National Institute of Informatics, Tokyo, Japan.
Asian Institute of Technology, School of Engineering and Technology, Bangkok, Thailand.
BMC Infect Dis. 2019 Mar 21;19(1):272. doi: 10.1186/s12879-019-3874-x.
The goal of this research is to create a system that can use the available relevant information about the factors responsible for the spread of dengue and; use it to predict the occurrence of dengue within a geographical region, so that public health experts can prepare for, manage and control the epidemic. Our study presents new geospatial insights into our understanding and management of health, disease and health-care systems.

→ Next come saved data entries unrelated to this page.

PR #189, opened 2020-03-08
diagnose: fix cpu usage bug and refine report format 

crazycs520:
related PR: https://github.com/pingcap/tidb/pull/15210

### DIFF
--- a/pkg/apiserver/diagnose/report.go
+++ b/pkg/apiserver/diagnose/report.go
@@ -76,7 +76,7 @@ const (
 	// Category names.
 	CategoryHeader   = "header"
 	CategoryDiagnose = "diagnose"
-	CategoryNode     = "node"
+	CategoryLoad     = "load"
 	CategoryOverview = "overview"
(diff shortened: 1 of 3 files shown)


pkg/apiserver/diagnose/report.go
```diff
@@ -1524,19 +1534,36 @@ func getAvgMaxMinMemoryUsage(startTime, endTime string, db *gorm.DB) (*TableRowD
...
 		joinColumns:    []int{0, 1},
 		compareColumns: []int{2, 3, 4},
-		Column:         []string{"instance", "job", "AVG", "MAX", "MIN"},
+		Column:         []string{"INSTANCE", "JOB", "AVG", "MAX", "MIN"},
 	}
 	rows, err := getSQLRoundRows(db, sql, []int{2, 3, 4}, "")
 	if err != nil {
 		return table, err
 	}
+	specialHandle := func(row []string) []string {
```
reafans: How about extract specialHandle as a func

We present a machine learning-based methodology capable of providing forecast estimates of dengue prediction in each of the fifty districts of Thailand by leveraging data from multiple data sources. Using a set of prediction variables, we show an increase in prediction accuracy of the model with an optimal combination of predictors which include: meteorological data, clinical data, lag variables of disease surveillance, socioeconomic data and the data encoding spatial dependence on dengue transmission. We use Generalized Additive Models (GAMs) to fit the relationships between the predictors (with a lag of one month) and the clinical data of Dengue hemorrhagic fever (DHF) using the data from 2008 to 2012. Using the data from 2013 to 2015 and a comparative set of prediction models, we evaluate the predictive ability of the fitted models according to RMSE and SRMSE as well as using adjusted R-squared value, deviance explained and change in AIC.
The model allows for combining different predictors to make forecasts with a lead time of one month and also describe the statistical significance of the variables used to characterize the forecast. The discriminating ability of the final model was evaluated against Bangkok specific constant threshold and WHO moving threshold of the epidemic in terms of specificity, sensitivity, positive predictive value (PPV), and negative predictive value (NPV).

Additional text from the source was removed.